To mitigate these risks, which have led to breaches at petrochemical plants, water treatment facilities, and oil project management systems, Iran might introduce Russian-developed defensive technologies. Obukhova suggested the APT Bug Bounty (used for stress-testing), PT NGFW (firewall) and Russian-developed secure Containers and Clouds.
Western industrial control and cybersecurity companies face restrictions in Iran, so Russia presents its software not only as a technical choice but also as a strategic imperative to safeguard INSTC nodes against digital sabotage.
Additionally, the IRI’s export dependency on a single buyer (over 90% to China) limits strategic autonomy and exposes Tehran to demand-side risks.
Another challenge for the country is the constraint imposed by Qatar. A massive $17 billion contract signed in March 2025 with domestic partners (MAPNA, Petropars) highlights an existential threat. South Pars/North Dome is a shared field. If Iran fails to maintain pressure through massive infrastructure (requiring 420,000 tons of equipment), gas will naturally migrate to the Qatari side. This project is not just about production; it is about preventing the permanent loss of sovereign resources to a Western-aligned competitor.

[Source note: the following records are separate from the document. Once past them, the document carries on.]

PR #11795, opened 2022-05-28
Fix #11776: Playback panel shows wrong tempo

### LINKED ISSUE #11776: [MU4 Issue] Play panel shows incorrect tempo
**Describe the bug**
When adding "Quarter note = 80 BPM" element from the palette, the play panel shows "♩= 79" in nightly build

**To Reproduce**
1. Create new score
2. Add "Quarter note = 80 BPM" element from tempo palette to the score
3. See play panel

**Expected behavior**
Play panel should show "♩= 80"

**Screenshots**
スクリーンショット (19)

**Platform information**
 - OS: Windows 11

**Additional context**
Doesn't occur in Private Alpha

HemantAntony:
Resolves: #11776

### DIFF
--- a/src/notation/internal/notationplayback.cpp
+++ b/src/notation/internal/notationplayback.cpp
@@ -299,7 +299,7 @@ const Tempo& NotationPlayback::tempo(tick_t tick) const
         return empty;
     }
 
-    m_currentTempo.valueBpm = static_cast<int>(score()->tempomap()->tempo(tick).toBPM().val);
+    m_currentTempo.valueBpm = static_cast<int>(std::round(score()->tempomap()->tempo(tick).toBPM().val));
 
     return m_currentTempo;
 }


src/notation/internal/notationplayback.cpp
```diff
@@ -299,7 +299,7 @@ const Tempo& NotationPlayback::tempo(tick_t tick) const
         return empty;
     }
 
-    m_currentTempo.valueBpm = static_cast<int>(score()->tempomap()->tempo(tick).toBPM().val);
+    m_currentTempo.valueBpm = std::round(score()->tempomap()->tempo(tick).toBPM().val);
```
Jojo-Schmitz, line 302: but `std::round()` does return a `double`, so that cast to `int` would still be needed (as `valueBpm` is an `int`), for the compiler not to warn, as far as I can tell?

HemantAntony: Yeah that's correct. I realized that after creating the PR and forgot to push the changes. Thanks! :)

Jojo-Schmitz: Strange enough neither MSVC nor MinGW do warn about it?!

HemantAntony: Yeah, that's probably correct. I figured it out because of a hunch and not because of a warning

Tantacrul:
Tested. The tempo display problem is fixed. Thanks! @HemantAntony

RomanPudashkin (approved):

PR #11799, opened 2022-05-29
Fixes for non-unity build

madebr:
Resolves: 

These patches fixes compile error when building MuseScore with `-DBUILD_UNITY=OFF`

### DIFF
--- a/src/project/internal/notationproject.cpp
+++ b/src/project/internal/notationproject.cpp
@@ -34,6 +34,7 @@
 #include "engraving/engravingerrors.h"
 #include "engraving/style/defaultstyle.h"
 
+#include "iprojectautosaver.h"
 #include "notation/notationerrors.h"
 #include "projectaudiosettings.h"
 #include "projectfileinfoprovider.h"
--- a/src/framework/uicomponents/view/internal/popupviewclosecontroller.cpp
+++ b/src/framework/uicomponents/view/internal/popupviewclosecontroller.cpp
@@ -23,6 +23,7 @@
 #include "popupviewclosecontroller.h"
 
 #include <QApplication>
+#include <QWindow>
 
 using namespace mu::uicomponents;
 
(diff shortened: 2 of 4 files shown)


jeetee:
It looks like you've also (accidentally) changed the line endings on [popupviewclosecontroller.cpp](https://github.com/musescore/MuseScore/pull/11799/files#diff-787088af1942da1c9b4ec025e76a1a5b5bb2209b0f2cbf6486f97023f902a687) which results in a full file changed diff

madebr:
> It looks like you've also (accidentally) changed the line endings on [popupviewclosecontroller.cpp](https://github.com/musescore/MuseScore/pull/11799/files#diff-787088af1942da1c9b4ec025e76a1a5b5bb2209b0f2cbf6486f97023f902a687) which results in a full file changed diff

Oops, fixed this.
My editor was confused with the mixing of line-endings.
The cpp sources are CRLF, and the cmake scripts are LF.

May I suggest to add an [editorconfig config file](https://editorconfig.org/) to the root of the folder?

src/project/internal/notationproject.cpp
```diff
@@ -37,6 +37,7 @@
 #include "notation/notationerrors.h"
 #include "projectaudiosettings.h"
 #include "projectfileinfoprovider.h"
+#include "project/iprojectautosaver.h"
```
cbjeukendrup, line 40: You should not need `project/` here, because `project` is an include directory for the target of which this file is part.

madebr: Removed the prefix.

Jojo-Schmitz:
Shpuldn't just one commit be enough for this?

cbjeukendrup:
@madebr I believe (almost) everything in the repo is/should be LF. You could experiment with the `core.autocrlf` git setting, so that files will always be converted to LF when committing.

madebr:
> Shouldn't just one commit be enough for this?

This repo does not squash pr's?

cbjeukendrup:
> This repo does not squash pr's?

Occasionally, but generally we create merge commits.

Eism (approved):

Issue #11834, opened 2022-05-31
[MU4 Issue] unable to unset subscript / superscript from text (regression)


sammik:
**Describe the bug**
Once subscript or superscript is set to text, it is impossible to unset it

**To Reproduce**
1. Select text
2. Click Properties -> More -> Subscript (or Superscript)
3. Unable to unset it

**Expected behavior**
Clicking button second time unset property 

**Screenshots**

From a geopolitical perspective, the convergence of Russian and Iranian energy strategies, combined with INSTC development, represents a gradual shift towards a parallel energy-logistics system outside Western influence. While not yet fully realised, this system could, over time, reconfigure regional energy flows, particularly if supported by expanded pipeline infrastructure and LNG capacity.
Conclusion
The convergence between Iran and Russia in the energy and logistics domains should be understood as a forced strategic realignment driven by structural energy imbalance and accelerated by war-induced degradation. The damage to critical infrastructure, including constraints on the Bushehr Nuclear Power Plant, has reduced Tehran’s capacity to resolve its internal energy crisis autonomously, making external integration an operational necessity rather than a strategic choice.
Within an increasingly unstable Persian Gulf, where maritime routes are exposed and the Strait of Hormuz is subject to persistent disruption, the International North-South Transport Corridor emerges as a critical alternative axis, enabling Iran to partially bypass maritime vulnerability while monetising its geography. This positions Iran less as an independent energy power and more as a transit-dependent node within a Russia-linked continental system, where resilience is achieved through interdependence.
As a result, this cooperation is likely to stabilise Iran’s internal energy deficits in the short term while structurally embedding it within a non-Western energy architecture, shifting the regional balance from maritime control to corridor competition. In a destabilised Persian Gulf context, this dynamic will not reduce volatility but rather redistribute it geographically, entrenching a dual system of contested sea lanes and increasingly strategic land-based energy flows.